Poi si fa serio: «Abbiamo guidato la nuova monoposto e sappiamo come va – incalza il due volte iridato – È più divertente per i piloti: con la trazione integrale migliorano le prestazioni e c'è più grip. Però dovremo anche fare i conti con il deterioramento degli pneumatici, quasi un inedito in Formula E. Siamo sicuri di aver fatto dei passi in avanti, quello che non sappiamo è a che punto sono gli altri e se quello che abbiamo fatto sarà sufficiente». Su questo punto non potrebbe essere più chiaro Eugenio Franzetti, direttore della divisione Motorsport di Ds: «La nostra responsabilità è quella di mettere i nostri piloti al volante di monoposto migliori rispetto a quelle delle ultime due stagioni – taglia corto il manager milanese – Abbiamo lavorato duro e siamo certi che se Jev e Max avranno macchine competitive sapranno trasformarle in “armi vincenti”».
Il ritorno di Günther alla Penske, inizialmente impegnata con un altro costruttore, non mette sotto pressione il tedesco: «Per me non è altro che un privilegio correre per una scuderia così, che ha un progetto e una visione. Ho anche un compagno di squadra che ha vinto tanto: sarà interessante condividere il garage con lui, con il quale ci accomuna un obiettivo, cioè portare la Ds Penske più in alto possibile». Più del nuovo pacchetto aerodinamico, conta la trazione integrale, peraltro utilizzabile solo in alcuni frangenti: «Vale il novantanove virgola nove per cento delle novità», avverte Vergne. Il quale non fa fatica ad ammettere che senza risultati da parte sua è evidente che la scuderia si cercherebbe un altro pilota: «Ma se la macchina non mi soddisfacesse, poiché credo di avere ancora qualche anno per correre, anch'io mi sentirei libero di cercarmi un altro ingaggio. Tuttavia – conclude – poiché siamo animati dalle stesse motivazioni, non credo che ciò accadrà».

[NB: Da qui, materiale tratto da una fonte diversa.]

PR #3405, opened 2020-04-28
add support for localhost

hchoura:


src/foam/nanos/session/Session.js
```diff
@@ -243,6 +243,8 @@ foam.CLASS({
             } else {
               configUrl = "https://" + configUrl;
             }
+          } else {
+            configUrl = "http://localhost:8080";
```
jlhughes, line 247: This doesn't make sense.  This will override the req url to the localhost:8080 (which already the appConfig default) when getForceHttps is false.  
What does this fix?

jlhughes (changes requested):

src/foam/nanos/session/Session.js
kgrgreer: What is this for?

hchoura: I remark that the configUrl may equal to "" (empty string); and this will create an exception.
I add it as a default value.

jlhughes: @hchoura you are suggesting that          
String configUrl = ((Request) req).getRootURL().toString();
can produce an empty string?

«Dai nostri piloti – argomenta Phil Charles, il vice Team Principal – ci aspettiamo che facciano ciò che sanno fare e abbiamo già visto loro fare. E ci aspettiamo che diano il meglio e allo stesso tempo che impegnino noi a fare altrettanto». Charles anticipa che si vedranno ancora ePrix “ciclistici” con macchine in plotone («comunque una novità del motorsport»), ma che avranno caratteristiche differenti per via degli Attack Mode più spinti, della trazione integrale, della diversa usura degli pneumatici e della ricarica veloce obbligatoria. «È una grande tecnologia – insiste Charles («la Formula E ha un ruolo pedagogico», puntualizza Franzetti) – che consente di rifornire in appena trentaquattro secondi. Strategicamente cambierà parecchio il modo di gareggiare».
Il calendario, per il momento a 17 gare (la prova di marzo, immaginata in Thailandia, non è ancora stata confermata) e senza l'Italia, viene promosso da Vergne, che sottolinea l'importanza di correre in mercati importanti per i costruttori. «L'Italia per il momento è fuori – conclude Franzetti – e speriamo che possa rientrare nel programma, ma noi dobbiamo pensare globalmente. I tre appuntamenti in Europa (i doppi ePrix di Monaco, Berlino e Londra, ndr) sono importanti per il campionato, come sono importanti gli eventi in altri paesi dove ci sono tifosi e appassionati e dove c'è la possibilità di generare anche affari».